ZymoGenetics is growing up. For the first time, the Seattle-based biotech company has raised capital by borrowing it, instead of following the usual industry playbook—getting it by selling more equity shares to investors.
The latter technique, which creates more supply of available shares and therefore dilutes the value of existing ones, would certainly have raised a ruckus with ZymoGenetics shareholders. The stock (NASDAQ: ZGEN) closed yesterday at $8.42 a share, and has fallen 44 percent from its 52-week high. Another equity sale would’ve likely driven it down more.
“We clearly didn’t want to do that,” said ZymoGenetics president Doug Williams, in an interview. “We feel that Recothrom is going to be a successful product, and because we are a maturing drug company with a marketed product, we can now take on debt as an instrument to fund the company.”
The company said yesterday it agreed to borrow as much as $100 million from Deerfield Management, a leading biotech hedge fund and one of its largest shareholders. It gives ZymoGenetics the flexibility, as Williams puts it, to make strategic withdrawals in $25 million chunks to boost sales of Recothrom, the company’s new drug for surgical bleeding. In exchange, Deerfield gets a 2 percent royalty on sales for every $25 million loan it provides. The company will also have to pay back the borrowed money by June 2013, plus 4.9 percent interest.
ZymoGenetics said earlier this year it would do something to slow the bleeding on its own income statement. The company reported a net loss of $41 million in the first quarter, and had $155 million in cash and investments left at the end of March. To reduce expenses, it cut more than 80 jobs, leaving a payroll of 535 workers. It is also dropping hints about possible partnerships in the works that could bring in new cash.
Without a proven stream of cash flowing in yet from its new product, Deerfield’s bet matters, said Greg Wade, an analyst with Pacific Growth Equities in San Francisco. Recothrom, approved by the FDA in January, still has to pass muster with hospital purchasing committees. That bureaucratic process can take months before the company gets a more specific read on the drug’s sales potential, Williams says. Meanwhile, ZymoGenetics and its partner Bayer have to convince hospitals they should quit using a cheaper competitor, Thrombin-JMI, derived from cow blood and start using the genetically engineered product from ZymoGenetics.

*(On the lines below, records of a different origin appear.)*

PR #708, opened 2016-10-20
Add a UI element to cycle through nick completions on mobile

astorije:
This solves #339.

This was heavily inspired by https://github.com/maxpoulin64/lounge/commit/a877e46.
Clearly not a definitive solution but a good easy start to have and to improve later on.

### Result

nick-cycler

### DIFF
--- a/client/css/style.css
+++ b/client/css/style.css
@@ -141,6 +141,7 @@ button {
 #footer .icon,
 #chat .count:before,
 #settings #play:before,
+#form #cycle-nicks:before,
 #form #submit:before,
 #chat .invite .from:before,
 #chat .join .from:before,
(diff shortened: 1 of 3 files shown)


client/css/style.css
```diff
@@ -1731,6 +1740,11 @@ button {
 	#viewport.menu-open {
 		transition: none;
 	}
+
+	/* Nick cycler should only be displayed on mobile */
```
maxpoulin64: Actually, I don't really see any harm into having it available on desktop as well. Makes it easy to discover for people that are not used to the tab mechanic.

astorije:
@maxpoulin64, made some changes regarding your comment:

- Rebased with `master`
- Do not hide on mobile anymore
- Consequence of this:
  - Use a `click` event now
  - Added a tooltip
  - Re-focus after clicking the button

Mind confirming/updating your review?

williamboman:
Loses input focus on mobile. Perhaps bypass the mobile detection and just `input.focus()`?

astorije:
> Loses input focus on mobile. Perhaps bypass the mobile detection and just `input.focus()`?

Same issue than #483.
Actual fix for that issue should fix both at the same time.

“Deerfield is a highly respected institutional investor, and it speaks to their confidence in ZymoGenetics’ management and product that they’ll put this much money at risk,” says Wade, who owns shares in ZymoGenetics. He added that ZymoGenetics chose the “optimal” way to get capital at a low borrowing cost, while minimizing the dilution of existing shares.
Wade expects Recothrom to generate $23.7 million in sales in 2008, its first year, and $70.9 million in sales next year. That puts Wade in the middle of analyst forecasts for Recothrom sales, which vary from $13 million to $35 million for 2008, said Susan Specht, a company spokeswoman.
It’s still too early to say whether ZymoGenetics can get to the ultimate measure of success for a maturing company: the P-word (profitability). Chief Financial Officer Jim Johnson used the word on a conference call with analysts yesterday, saying it is the company’s goal “in the next few years.” It’s possible that Recothrom sales could push the company into the black, he says, although he didn’t go so far as to predict that one drug alone will do the trick.